A single tick bite can put a human at risk for numerous diseases, not just Lyme. In 2017, Germany recorded 500 cases of tick-related encephalitis. Last year, Powassan virus emerged as a new threat, joining a list that includes babesiosis, anaplasmosis, Borrelia miyamotoi, Rocky Mountain spotted fever, ehrlichiosis, and tick paralysis. In March, the FDA approved testing the U.S. donor blood supply for babeseosis.

It’s not just an issue for people who live in the woods. In 2017, doctors in New York City reported several cases of Lyme disease in people who had not left the city, and the disease’s carrier, the black-legged tick, as well as two other ticks, are present in the city’s parks and carried throughout the city via mice, dogs and other mammals. Dogs are also vulnerable to tick-borne illnesses.

In North America, the primary carriers of illness are the black-legged tick, the lone star tick, the dog tick, the Rocky Mountain wood tick, and the tiny, terrifying deer tick. As if they weren’t bad enough, there’s a new one out there, too: In 2017, an infestation of the Haemaphysalis longicornis tick was discovered in New Jersey, heralding the arrival of a species that is native to East Asia, Australia, and several Pacific Islands. This creature is a carrier of numerous diseases and has a terrifying capability: It can reproduce without males, meaning one hitchhiker on a fruit shipment or global traveler is enough to start a whole new population.

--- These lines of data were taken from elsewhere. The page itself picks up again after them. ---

PR #730, opened 2023-03-21
Use Roboto Mono and Stacks

huayunh:
- Use `'Roboto Mono'` whenever possible
- Use `<Stack>` whenever possible

### DIFF
--- a/docs/src/index.css
+++ b/docs/src/index.css
@@ -26,7 +26,7 @@ code[class*='language-'],
 pre[class*='language-'],
 code[class*='language-'] *,
 pre[class*='language-'] * {
-    font-family: 'Roboto Mono' !important;
+    font-family: 'Roboto Mono', monospace !important;
 }
 
 pre[class*='language-'] {
--- a/docs/src/shared/CodeBlock.tsx
+++ b/docs/src/shared/CodeBlock.tsx
@@ -33,7 +33,7 @@ export const CodeBlock: React.FC<CodeBlockProps> = (props): JSX.Element => {
                 data-line={dataLine}
                 style={{ margin: 0, width: '100%', backgroundColor: Colors.black[800], borderRadius: 4 }}
             >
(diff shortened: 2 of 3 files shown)


daileytj:
What's up with all the re-formatting? Was it not prettier before?

huayunh:
> What's up with all the re-formatting? Was it not prettier before?

I don't know. CI didn't pass the check, so I ran `yarn prettier` locally.

> What issue number or bug are you working from here? What prompted the `<Stack>` refactor?

None. `<Stack>` is a cleaner (and perhaps the more encouraged way by MUI) way to handle flex box than grouping everything in a `<Box>`

docs/src/index.css
```diff
@@ -26,7 +26,7 @@ code[class*='language-'],
 pre[class*='language-'],
 code[class*='language-'] *,
 pre[class*='language-'] * {
-    font-family: monospace !important;
+    font-family: 'Roboto Mono' !important;
```
daileytj, line 29: Should we add a monospace fallback here?

docs/src/shared/CodeBlock.tsx
```diff
@@ -33,7 +33,7 @@ export const CodeBlock: React.FC<CodeBlockProps> = (props): JSX.Element => {
                 data-line={dataLine}
                 style={{ margin: 0, width: '100%', backgroundColor: Colors.black[800], borderRadius: 4 }}
             >
-                <code style={{ fontFamily: 'monospace' }} className={`language-${language}`}>
+                <code style={{ fontFamily: 'Roboto Mono' }} className={`language-${language}`}>
```
daileytj, line 36: monospace Fallback?

daileytj (approved):

docs/src/shared/CodeBlock.tsx
daileytj:
```suggestion
                <code style={{ fontFamily: '"Roboto Mono", monospace' }} className={`language-${language}`}>
```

Ticks have been called the “used syringes of the natural world” because they go through three stages in their lives and feed on a different host at each stage. They collect microbes in their blood meals, and transit them to the next mammal they feed upon.

Researchers with the WHO caution that ticks may play a role in the next pandemic. One tick-borne disease of special concern is Crimean-Congo haemorrhagic fever (CCHF), which has no available treatments and mortality rates as high as 40% in infected humans. Infected animals can maintain the virus in their blood at high levels yet not show symptoms, which means that livestock have the potential to carry it to global markets. The WHO says that CCHF, which was only discovered in 2009, can spread from infected ticks to humans, and from humans to other humans via bodily fluids. Uganda reported an outbreak in early 2018.

“[It is] important to screen the livestock for CCHF virus before the trade and transport takes place,” India’s National Institute of Virology director DT Mourya said, noting that India is one of the largest exporters of meat. Victims of CCHF have a burning fever, vomiting, and bleeding from their orifices.

Until the day tick-borne illness sneaks into us via meat, however, we can try to protect ourselves the old-fashioned way: with insect repellent and careful self-inspections of any suspicious bump or bite. (Look for the classic red bull-eye infection.) And take comfort: Not all ticks carry horrible diseases. Just the ones that do.